While he’s perfectly at home in the studio, developing that sound studio tan, Sehgal retains a lifelong passion for wild-tracking. Why pillage someone else’s digital library when you can find your own sounds? “If I go and record it,” he says, “it will be more where I want it to be than if I’d just pulled it out from an effects library. On most big ads, the first thing you’re told is, ‘We’ve shot no sound.’ So you start off with the stuff where you know what you have to record.”
A roll of the dice
He cues up the Heineken Skyfall spot, Express, and pauses at a dice roll. “They’ll want to hear that – all the sounds that tell the story through the film.” So Sehgal will sit there, rolling dice and recording it until it’s right. Those train screeches in the Express spot came from recording cargo trains while sat in a siding at Willesden Junction. “You don’t have to put it in,” Sehgal adds, “but it’s those details that give a subliminal depth. Without them, it still works, but with them, it’s all that much more believable.”

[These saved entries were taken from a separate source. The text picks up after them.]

PR #6320, opened 2015-12-24
Improve HTTP headers handling in importer downloader

iriberri:
This started as an attempt to change the way we are retrieving the `Content-Type` header from downloads, as only exact matches would be supported later on in the code. We are supposing that the `Content-Type` would only contain the media type and not its parameters (such as  the charset: `Content-Type: text/html; charset=ISO-8859-4`).

* Content-Header definition in HTTP 1.1 - RFC 2616: https://tools.ietf.org/html/rfc2616#section-14.17
* Media types in HTTP 1.1 - RFC 2616: https://tools.ietf.org/html/rfc2616#section-3.7

In order to retrieve just the type, we are using a split with the `;` character which is the delimiter of parameters according to the RFC.

I noticed that we were commonly using different comparisons to retrieve the headers:

```ruby
      def content_type
        headers.fetch('Content-Type', nil) ||
          headers.fetch('Content-type', nil) ||
          headers.fetch('content-type', nil)
      end
```

but since Typhoeus 0.5.2 it is [downcasing the headers for easier access](https://github.com/typhoeus/typhoeus/issues/227). CartoDB uses `typhoeus 0.7.2` at the moment.

They [added a @sanitized variable](https://github.com/typhoeus/typhoeus/blob/v0.7.2/lib/typhoeus/response/header.rb#L18) that stores the downcased keys and then [set a fallback procedure](https://github.com/typhoeus/typhoeus/blob/v0.7.2/lib/typhoeus/response/header.rb#L20) for the key lookups. If the lookup doesn't find the key (`Content-Type`) then it would fallback to a downcased lookup `content-type` that will always work as they're storing this @sanitized downcase copy of the hash.

This way, if the header comes as `Content-type`, any combination as `headers.fetch('Content-type')` would work, `headers['Content-type']` would work, and the default downcased `headers['content-type']` would work. The lookup will be done with a downcased key, that will always match with the downcased key that Typhoeus stores in the sanitized header.

Therefore I edited the way that all headers are retrieved substituting them by a `headers['capitalized_key']` approach. The `content_type` function defined above ends up like:

```ruby
      def content_type
        media_type = headers['Content-Type']
        return nil unless media_type
        media_type.split(';').first
      end
``` 

**Note**: Even though lookups are case insensitive in Typhoeus Headers, I am using the capitalized header names.

### Testing

* Added new test `'ignores extra type parameters in Content-Type header' ` to test the output of the content type detection when a parameter is received
* These changes broke:
  * `'gets the file name from the Content-Disposition header if present'`: this test was generating directly the hash for the headers in a new variable, which ignores the behaviour that Typhoeus provides and the one that we are taking advantage of in this approach. I decided to downcase the key names to mimic Typhoeus' behaviour.
  * `'imports KML files from url'`: this test was working with a KML URL whose content type is  `text/plain; charset=utf-8`. Due to the charset parameter, this content type was never captured in the past and now the file was uploaded as a CSV (provoking the test to fail). I added `kml` to the mapping with `text/plain` content type, as Google says it can be used too officially. There are more details about this in the comments below.

Fixes https://github.com/CartoDB/cartodb/issues/5524

### DIFF
--- a/services/importer/lib/importer/downloader.rb
+++ b/services/importer/lib/importer/downloader.rb
@@ -322,24 +322,19 @@ module CartoDB
       end
 
       def content_length_from(headers)
-        content_length = headers.fetch('Content-Length', nil)
-        content_length ||= headers.fetch('Content-length', nil)
-        content_length ||= headers.fetch('content-length', -1)
+        content_length = headers['content-length']
+        return -1 unless content_length
         content_length.to_i
       end
 
       def etag_from(headers)
-        etag  =   headers.fetch('ETag', nil)
-        etag  ||= headers.fetch('Etag', nil)
-        etag  ||= headers.fetch('etag', nil)
-        etag  = etag.delete('"').delete("'") if etag
+        etag = headers['etag']
+        etag = etag.delete('"').delete("'") if etag
         etag
       end
 
       def last_modified_from(headers)
-        last_modified =   headers.fetch('Last-Modified', nil)
-        last_modified ||= headers.fetch('Last-modified', nil)
-        last_modified ||= headers.fetch('last-modified', nil)
+        last_modified = headers['last-modified']
         last_modified = last_modified.delete('"').delete("'") if last_modified
         if last_modified
           begin
@@ -374,15 +369,13 @@ module CartoDB
       end
 
       def content_type
-        full_content_type = headers['content-type']
-        return nil unless full_content_type
-        full_content_type.split(';').first
+        media_type = headers['content-type']
+        return nil unless media_type
+        media_type.split(';').first
       end
 
       def name_from_http(headers)
-        disposition = headers.fetch('Content-Disposition', nil)
-        disposition ||= headers.fetch('Content-disposition', nil)
-        disposition ||= headers.fetch('content-disposition', nil)
+        disposition = headers['content-disposition']
         return false unless disposition
         filename = disposition.match(CONTENT_DISPOSITION_RE).to_a[1]
         return false unless filename
@@ -410,7 +403,7 @@ module CartoDB
       end
 
       def gdrive_deny_in?(headers)
-        headers.fetch('X-Frame-Options', nil) == 'DENY'
+        headers['x-frame-options'] == 'DENY'
       end
 
       def md5_command_for(name)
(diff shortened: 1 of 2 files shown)


iriberri:
The old code was not giving precedence to filename VS content type. There's a spec failing with a KML URL import whose Content-Type is `text/plain; charset=utf-8`. The test was working before just because the Content-Type was not really being captured, as the charset didn't match with any approach. The code matches `text/plain` with a CSV file, so the KML file is not passed through the correct path and gets imported as if it was a CSV. The geometry is obviously not detected from the KML and the spec fails while checking the geometry type.

iriberri:
Google suggests using `text/plain` or `application/vnd.google-earth.kml+xml`. Content-Type for KMLs.
> When a call is made from the client (Google Earth) to the server, the server must (1) return a response code of HTTP 200 and (2) set the response's content type to text/plain or application/vnd.google-earth.kml+xml.

> The response must be valid KML.

Source: https://developers.google.com/kml/documentation/kml_tut?hl=en

iriberri:
Finally, I'm adding `kml` to map with `plain/text` content type.

```
[314, 323] in /home/ubuntu/www/production.cartodb.com/current/services/importer/lib/importer/downloader.rb
   314          file_extension = File.extname(name).split('.').last
   315          name_without_extension = File.basename(name, ".*")
   316          #If there is no extension or file extension match in the content type extensions, add content type
   317          #extension to the file name deleting the previous extension (if exist)
   318          debugger
=> 319          if (file_extension.nil? || file_extension.empty?) || !content_type_extensions.include?(file_extension)
   320            return "#{name_without_extension}.#{content_type_extensions.first}"
   321          else
   322            return name
   323          end
(rdb:1) content_type_extensions
["txt", "kml"]
(rdb:1) content_type_extensions.include?(file_extension)
true
(rdb:1) name
"one_layer.kml"
```

As the if would never be true for this case, it would always return the name which contains already the own extension, even though CartoDB is finding two possible matches. I don't know if it would be interesting to add a special case in the code to check .kml files and avoid the content_type_extensions array length to be > 1.

iriberri:
@rafatower please, CR :)

rafatower:
:+1:

iriberri:
Going to deploy this now. This will fix two immediate bugs:

* KMZ not being imported correctly because we didn't recognize `plain/text` as a valid Content Type for them
* URL files not being supported because of parameters in the Content-Type header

For Heineken’s latest India-set spot Voyage, Sehgal flew to the country to wild-track a sound design that matches the richly baroque visuals frame for frame. He inveigled his wife’s aunts to provide the high, keening (and not quite subliminal) sound of women beggars clustering around a bus. “The fireworks you hear I recorded during Diwali – I used sounds that are all quite real. They’re all authentic.” And, just as Hitchcock liked to play a cameo in each of his films, so Sehgal himself can be heard – maybe a shout here, a cry there – in each of his sound designs.
Express delivery
Then there’s syncing the music. “All Heineken spots have a track, and they’re edited very specifically to picture. I’ll do hundreds of edits until all the key points hit with a beat.” Heineken’s Express comprised at least 200 audio tracks, one on top of the other like some digital tower of Babel. One of Sehgal’s personal favourite spots, the multi-award winning Write the Future for Nike, is built up of more than 300 tracks. “It was a flowing project, with months of work for everyone,” he says. “And it was great to do.” He laughs as he looks back, “The amount of time editing music to make that picture!”
It’s all a long way from those early spots at Silk Sound, cueing live voice and vinyl. As with so much in the industry, the devil is in the detail. And in Sehgal’s studios at Grand Central, no detail goes unnoticed, you can guarantee that; it’s what keeps him so continuously in demand. And with new sound systems coming in all the time, the new age of the sound designer is only just hitting its stride. But you can bet Raja Sehgal will be there, designing the future.